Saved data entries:
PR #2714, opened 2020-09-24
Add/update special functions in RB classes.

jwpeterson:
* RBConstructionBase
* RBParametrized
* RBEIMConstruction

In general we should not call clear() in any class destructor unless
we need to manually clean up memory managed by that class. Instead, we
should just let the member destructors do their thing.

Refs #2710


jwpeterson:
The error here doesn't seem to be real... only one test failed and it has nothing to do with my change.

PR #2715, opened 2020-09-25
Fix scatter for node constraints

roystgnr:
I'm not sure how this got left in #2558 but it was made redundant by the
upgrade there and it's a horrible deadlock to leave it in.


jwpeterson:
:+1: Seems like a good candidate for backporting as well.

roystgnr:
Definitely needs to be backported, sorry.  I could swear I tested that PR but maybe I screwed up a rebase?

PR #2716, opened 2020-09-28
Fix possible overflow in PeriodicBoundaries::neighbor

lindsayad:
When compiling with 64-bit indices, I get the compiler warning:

==

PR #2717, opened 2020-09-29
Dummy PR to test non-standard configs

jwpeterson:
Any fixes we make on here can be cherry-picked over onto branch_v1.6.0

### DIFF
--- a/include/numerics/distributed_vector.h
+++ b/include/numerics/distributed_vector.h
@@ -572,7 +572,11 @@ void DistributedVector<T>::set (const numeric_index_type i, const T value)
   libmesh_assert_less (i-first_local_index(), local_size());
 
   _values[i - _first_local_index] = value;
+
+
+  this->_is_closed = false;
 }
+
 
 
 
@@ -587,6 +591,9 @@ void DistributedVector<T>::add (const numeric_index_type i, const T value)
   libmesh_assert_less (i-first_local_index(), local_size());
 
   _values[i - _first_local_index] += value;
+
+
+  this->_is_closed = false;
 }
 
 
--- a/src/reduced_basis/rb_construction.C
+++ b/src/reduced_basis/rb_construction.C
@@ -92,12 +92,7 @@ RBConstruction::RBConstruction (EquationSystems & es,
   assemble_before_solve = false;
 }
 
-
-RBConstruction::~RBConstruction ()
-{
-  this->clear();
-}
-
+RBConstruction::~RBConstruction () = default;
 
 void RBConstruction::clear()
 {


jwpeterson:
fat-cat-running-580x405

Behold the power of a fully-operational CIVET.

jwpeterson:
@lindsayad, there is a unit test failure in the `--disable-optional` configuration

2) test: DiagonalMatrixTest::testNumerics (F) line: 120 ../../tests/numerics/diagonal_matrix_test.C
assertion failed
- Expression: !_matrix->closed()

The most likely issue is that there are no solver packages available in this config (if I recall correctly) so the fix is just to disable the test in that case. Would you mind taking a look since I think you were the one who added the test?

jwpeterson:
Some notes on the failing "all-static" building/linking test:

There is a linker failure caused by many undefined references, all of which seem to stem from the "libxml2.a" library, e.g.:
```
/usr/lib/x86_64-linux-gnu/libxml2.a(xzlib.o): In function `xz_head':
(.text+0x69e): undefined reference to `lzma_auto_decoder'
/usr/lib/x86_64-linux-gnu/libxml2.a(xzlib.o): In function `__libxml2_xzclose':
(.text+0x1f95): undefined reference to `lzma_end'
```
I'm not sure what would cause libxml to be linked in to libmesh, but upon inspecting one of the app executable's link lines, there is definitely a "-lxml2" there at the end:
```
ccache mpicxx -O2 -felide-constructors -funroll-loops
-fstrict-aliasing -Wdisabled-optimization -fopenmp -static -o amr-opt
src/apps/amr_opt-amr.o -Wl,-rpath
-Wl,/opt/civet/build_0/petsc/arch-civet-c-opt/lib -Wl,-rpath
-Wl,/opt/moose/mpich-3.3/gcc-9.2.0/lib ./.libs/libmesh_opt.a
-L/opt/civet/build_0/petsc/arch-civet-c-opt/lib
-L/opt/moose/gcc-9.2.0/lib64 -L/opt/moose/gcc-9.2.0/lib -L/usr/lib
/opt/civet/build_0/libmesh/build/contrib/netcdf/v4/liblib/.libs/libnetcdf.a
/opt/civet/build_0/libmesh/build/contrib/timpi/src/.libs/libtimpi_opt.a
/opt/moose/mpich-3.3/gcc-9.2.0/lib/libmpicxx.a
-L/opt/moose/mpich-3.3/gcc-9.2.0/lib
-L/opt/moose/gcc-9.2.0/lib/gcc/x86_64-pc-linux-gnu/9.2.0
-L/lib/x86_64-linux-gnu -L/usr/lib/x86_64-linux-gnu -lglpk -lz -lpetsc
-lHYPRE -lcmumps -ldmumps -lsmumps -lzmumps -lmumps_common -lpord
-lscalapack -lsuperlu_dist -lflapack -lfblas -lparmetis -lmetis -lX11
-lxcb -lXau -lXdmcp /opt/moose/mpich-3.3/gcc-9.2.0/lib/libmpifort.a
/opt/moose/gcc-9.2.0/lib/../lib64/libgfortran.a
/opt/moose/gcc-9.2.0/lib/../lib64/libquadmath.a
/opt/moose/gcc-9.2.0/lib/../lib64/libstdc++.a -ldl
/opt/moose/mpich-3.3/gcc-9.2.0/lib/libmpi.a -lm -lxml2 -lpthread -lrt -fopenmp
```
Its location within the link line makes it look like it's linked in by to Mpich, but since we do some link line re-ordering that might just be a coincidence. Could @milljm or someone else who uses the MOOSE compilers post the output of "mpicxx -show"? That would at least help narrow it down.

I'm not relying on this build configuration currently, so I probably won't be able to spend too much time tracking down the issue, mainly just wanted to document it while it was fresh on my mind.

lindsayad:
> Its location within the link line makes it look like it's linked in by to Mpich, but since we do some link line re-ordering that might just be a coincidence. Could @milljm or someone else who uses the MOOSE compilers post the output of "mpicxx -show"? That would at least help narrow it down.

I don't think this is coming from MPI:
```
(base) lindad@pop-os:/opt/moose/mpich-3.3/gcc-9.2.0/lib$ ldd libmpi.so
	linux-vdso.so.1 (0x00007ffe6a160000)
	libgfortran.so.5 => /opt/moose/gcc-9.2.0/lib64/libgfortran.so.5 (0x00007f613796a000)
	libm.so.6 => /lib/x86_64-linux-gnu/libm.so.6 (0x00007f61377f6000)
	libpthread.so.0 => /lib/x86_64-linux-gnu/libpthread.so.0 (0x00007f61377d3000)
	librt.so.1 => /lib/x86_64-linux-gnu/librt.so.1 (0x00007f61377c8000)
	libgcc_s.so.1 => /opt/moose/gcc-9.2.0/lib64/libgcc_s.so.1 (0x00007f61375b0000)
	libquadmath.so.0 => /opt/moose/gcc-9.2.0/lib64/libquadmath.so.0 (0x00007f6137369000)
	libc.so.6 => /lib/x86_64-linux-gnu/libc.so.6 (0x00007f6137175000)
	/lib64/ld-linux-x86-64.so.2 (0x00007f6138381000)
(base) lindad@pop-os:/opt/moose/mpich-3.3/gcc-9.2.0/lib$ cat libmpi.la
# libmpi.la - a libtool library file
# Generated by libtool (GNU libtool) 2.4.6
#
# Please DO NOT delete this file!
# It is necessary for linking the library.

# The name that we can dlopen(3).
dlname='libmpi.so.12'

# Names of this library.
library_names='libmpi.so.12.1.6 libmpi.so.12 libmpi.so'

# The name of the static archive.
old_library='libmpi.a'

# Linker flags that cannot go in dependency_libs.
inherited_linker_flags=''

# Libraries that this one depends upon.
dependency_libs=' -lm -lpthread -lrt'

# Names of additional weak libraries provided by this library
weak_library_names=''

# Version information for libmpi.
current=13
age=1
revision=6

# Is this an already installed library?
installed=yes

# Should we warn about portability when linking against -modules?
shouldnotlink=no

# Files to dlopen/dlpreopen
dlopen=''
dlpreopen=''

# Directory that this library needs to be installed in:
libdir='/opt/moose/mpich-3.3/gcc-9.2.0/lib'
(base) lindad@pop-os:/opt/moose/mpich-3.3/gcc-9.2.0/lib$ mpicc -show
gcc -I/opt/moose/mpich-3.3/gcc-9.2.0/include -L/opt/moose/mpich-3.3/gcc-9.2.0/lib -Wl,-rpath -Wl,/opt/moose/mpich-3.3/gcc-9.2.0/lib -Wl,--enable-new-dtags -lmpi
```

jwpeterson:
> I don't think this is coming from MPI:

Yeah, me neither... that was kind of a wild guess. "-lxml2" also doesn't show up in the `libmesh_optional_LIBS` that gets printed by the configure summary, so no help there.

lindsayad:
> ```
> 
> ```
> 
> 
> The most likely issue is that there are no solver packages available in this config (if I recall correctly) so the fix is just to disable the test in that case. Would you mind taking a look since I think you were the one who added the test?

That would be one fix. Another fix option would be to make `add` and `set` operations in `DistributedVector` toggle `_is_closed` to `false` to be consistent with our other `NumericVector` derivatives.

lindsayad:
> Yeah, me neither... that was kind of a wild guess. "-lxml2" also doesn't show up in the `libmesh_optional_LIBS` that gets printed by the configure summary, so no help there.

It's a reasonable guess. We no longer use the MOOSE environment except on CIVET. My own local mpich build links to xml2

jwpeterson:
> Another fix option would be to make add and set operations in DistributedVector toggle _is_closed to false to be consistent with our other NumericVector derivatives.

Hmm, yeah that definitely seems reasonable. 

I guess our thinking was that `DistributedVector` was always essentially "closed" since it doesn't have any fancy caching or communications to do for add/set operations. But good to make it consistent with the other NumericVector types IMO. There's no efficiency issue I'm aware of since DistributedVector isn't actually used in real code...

§ **WORK ORDER**
In the entries above, find the line with "PR #2714, opened 2020-09-24" and the line with "PR #2716, opened 2020-09-28", then restate word for word both of them and every line between, with nothing more.

§ **RESPONSE BELOW**
PR #2714, opened 2020-09-24
Add/update special functions in RB classes.

jwpeterson:
* RBConstructionBase
* RBParametrized
* RBEIMConstruction

In general we should not call clear() in any class destructor unless
we need to manually clean up memory managed by that class. Instead, we
should just let the member destructors do their thing.

Refs #2710


jwpeterson:
The error here doesn't seem to be real... only one test failed and it has nothing to do with my change.

PR #2715, opened 2020-09-25
Fix scatter for node constraints

roystgnr:
I'm not sure how this got left in #2558 but it was made redundant by the
upgrade there and it's a horrible deadlock to leave it in.


jwpeterson:
:+1: Seems like a good candidate for backporting as well.

roystgnr:
Definitely needs to be backported, sorry.  I could swear I tested that PR but maybe I screwed up a rebase?

PR #2716, opened 2020-09-28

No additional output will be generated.